Au plan de la ligne politique, il n’y a rien de notable à signaler. La doctrine de Benkirane, restée égale à elle-même, consacre invariablement la conviction des liens inaltérables avec la Monarchie, fondés sur des principes et une doctrine immuables. Ils transcendent les rapports de force et le positionnement politique, et dépassent même la position de l’Etat vis-à-vis du parti.

La responsabilisation de l’Etat, un non-sens

Dans le même type de crises que vit actuellement le PJD, la radicalité s’impose d’habitude comme alternative présumée salvatrice. Ce fut le cas avec l’option révolutionnaire suite à l’éviction en 1961 de l’Union nationale des forces populaires du gouvernement (Fkih Basri), ou encore avec le courant aventuriste (marxisme-léniniste), suite à la crise de la gauche dite réformiste.

Benkirane fait face, lui, à la thèse du caractère structurel de la crise et de sa relation causale avec la volonté de l’Etat, en invoquant sa propre évaluation de la débâcle électorale du PJD. De son point de vue, la mise à l’index de l’Etat dans cette déroute (falsification) n’aurait eu de sens que si la direction précédente du parti avait contesté les résultats des élections en leur temps.

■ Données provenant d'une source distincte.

Issue #9562, opened 2024-03-25
LOS: Add support for reporting where the LOS query failed


Ryanf55:
# Purpose

Design the support for LOS query where the caller wants to know where LOS was violated in raster coordinate space.

# Original Request

              > Run bresenham terrain checking from (x1, y1) to (x2, y2).
> The callback is run at every point along the line,
> which should return True if the point is above terrain.
> Bresenham2D will return true if all points have LOS between the start and end.
> 

Just wondering that if the DEM pixels between (x1,y1) and (x2,y2y) are tested in order, could it be possible to report the pixel that breaks the line-of-sight? I mean the location "o" in this illustration. Maybe that information could be useful sometimes.
`(x1,y1)------------o           (x2,y2)`

_Originally posted by @jratike80 in https://github.com/OSGeo/gdal/issues/9506#issuecomment-2008166314_
 
 
 ## API Change
 
 I think API needs to change. Perhaps it should be broken before the release, otherwise a new function needs to be added.
 
 ### Current
 
 ```c
 bool CPL_DLL GDALIsLineOfSightVisible(const GDALRasterBandH, const int xA,
                                      const int yA, const double zA,
                                      const int xB, const int yB,
                                      const double zB,
                                      CSLConstList papszOptions);
```

 ### Proposed
 
 ```c
 bool CPL_DLL GDALIsLineOfSightVisible(const GDALRasterBandH, const int xA,
                                      const int yA, const double zA,
                                      const int xB, const int yB,
                                      const double zB,
                                      int* xTerrainIntersection, int* yTerrainIntersection,
                                      CSLConstList papszOptions);
```

1) Is there a better name than `Violation`? That makes it sound bad. Perhaps `yLosBreak`
2) Because bresenham may flip the direction of the line, the same LOS query on a raster rotated 180 degrees would result in a different location on the raster. If anyone knows of existing tools that report LOS violations, and what sort of data is reported, that would be helpful to design this feature. Note the current implementation is greedy - ie - it returns false as soon as the first point is found along the sight line that's below terrain. A UI graph might need to query all spots along the line anyways.

rouault:
Perhaps ``int* xTerrainIntersection, int *yTerrainIntersection`` (and in that x,y order for consistency). I believe it would be desirable if that was always the first point when going from A to B, for predictability of the result.

Ryanf55:
[...]

PR #9585, opened 2024-03-29
LOS: Add intersection location parameters

Ryanf55:
## What does this PR do?

* Lock in ABI before release to support x and y terrain intersection locations
* Implementation will come later
* Attempts to also add in the SWIG binding docs (Please verify, particularly the param types for the pointer args)

#9562 

## Tasklist

 - [ ] Verify there isn't anything special for pointer parameters in the python swig bindings (perhaps it should be a python callback...)
 - [ ] Review
 - [ ] Adjust for comments

## Environment

* OS: Ubuntu 22
* Compiler: G++11

### DIFF
--- a/swig/include/python/docs/gdal_operations_docs.i
+++ b/swig/include/python/docs/gdal_operations_docs.i
@@ -24,6 +24,12 @@ yB : int
     The Y location (raster row) of the second point to check on the raster.
 zB : float
     The Z location (height) of the second point to check.
+xTerrainIntersection : int
+    The X location where the LOS line intersects with terrain, or nullptr if it does not
+    intersect terrain. Currently ignored.
+yTerrainIntersection : int
+    The Y location where the LOS line intersects with terrain, or nullptr if it does not
+    intersect terrain. Currently ignored.
 options : dict/list, optional
     A dict or list of name=value of options for the line of sight algorithm (currently ignored).
 
--- a/swig/include/python/docs/gdal_operations_docs.i
+++ b/swig/include/python/docs/gdal_operations_docs.i
@@ -24,17 +24,13 @@ yB : int
     The Y location (raster row) of the second point to check on the raster.
 zB : float
     The Z location (height) of the second point to check.
-xTerrainIntersection : int
-    The X location where the LOS line intersects with terrain, or nullptr if it does not
-    intersect terrain. Currently ignored.
-yTerrainIntersection : int
-    The Y location where the LOS line intersects with terrain, or nullptr if it does not
-    intersect terrain. Currently ignored.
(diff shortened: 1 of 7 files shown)


swig/include/python/docs/gdal_operations_docs.i
```diff
@@ -24,6 +24,12 @@ yB : int
     The Y location (raster row) of the second point to check on the raster.
 zB : float
     The Z location (height) of the second point to check.
+xTerrainIntersection : int
```
Ryanf55, line 27: Should this use a `typemap`? I'm new to SWIG.
Reference: https://www.swig.org/Doc1.3/Python.html#Python_nn18

See `31.9.3 Using typemaps to return arguments`

rouault: This is going a bit tricky to map to SWIG. Yes, we'd likely need a typemap per language. For Python, I guess we'd want to return a triple (is_visible, xInterection, yIntersection). 

So in the #ifdef SWIGPYTHON case, we'd probably want to have a wrapper like

void IsLineOfSightVisible(GDALRasterBandShadow *band,
                          int xA, int yA, double zA,
                          int xB, int yB, double zB,
                          bool* pbIntersects, int *xTerrainIntersection, int *yTerrainIntersection,
                          char** options = NULL)

and a (bool* pbIntersects, int *xTerrainIntersection, int *yTerrainIntersection) typemap. One of the closest example to take inspiration from would be the (int *pnxvalid, int *pnyvalid, int* pisvalid) typemap in swig/include/python/typemaps_python.i and used in swig/include/Band.i

For other languages, I would omit for now the int *xTerrainIntersection, int *yTerrainIntersection parameter, and just use the current master signature

rouault:
@Ryanf55 I've pushed a commit in your branch to fix the Python bindings

Ryanf55:
> @Ryanf55 I've pushed a commit in your branch to fix the Python bindings

Nice. I'm happy if you wanna merge, or I can make time tomorrow to test it before merge.

swig/include/python/docs/gdal_operations_docs.i
```diff
@@ -29,6 +29,8 @@ options : dict/list, optional
 
 Returns
 -------
-bool
-    True if the two points are within Line of Sight.
+(bool, int, int)
+    First value of tuple is True if the two points are within Line of Sight.
+    Second value is the X location where the LOS line intersects with terrain (will be set in the future, currently set to -1).
```
dbaston, line 34: I think it would be more clear to refer to "X location" as a "column index".

Returning a `NamedTuple` here might be more clear.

La publication d’un communiqué tiède évoquant timidement des «résultats incompréhensibles», suivi de félicitations au nouveau chef de gouvernement, indique nettement que le parti lui-même ou ne croit guère à cette thèse, ou n’a pas le courage de l’exprimer, ou ne dispose tout simplement pas d’une appréhension claire de la situation.

Pour Benkirane, le mal est dans le corps même du parti. Il ne sert à rien en conséquence de se défausser sur l’Etat, tant les parties hostiles au sein de l’institution étatique comme ailleurs préexistent au PJD et n’ont rien changé de leurs comportements. Leur existence et leurs manœuvres n’ont pas pour autant empêché ce PJD de remporter les élections communales de 2015 et législatives de 2016. Et si en 2021 ces forces y sont parvenues, c’est que le ver était dans le fruit d’un parti qui a renié tout ce qui faisait sa vigueur : son organisation, sa discipline, ses principes et ses valeurs.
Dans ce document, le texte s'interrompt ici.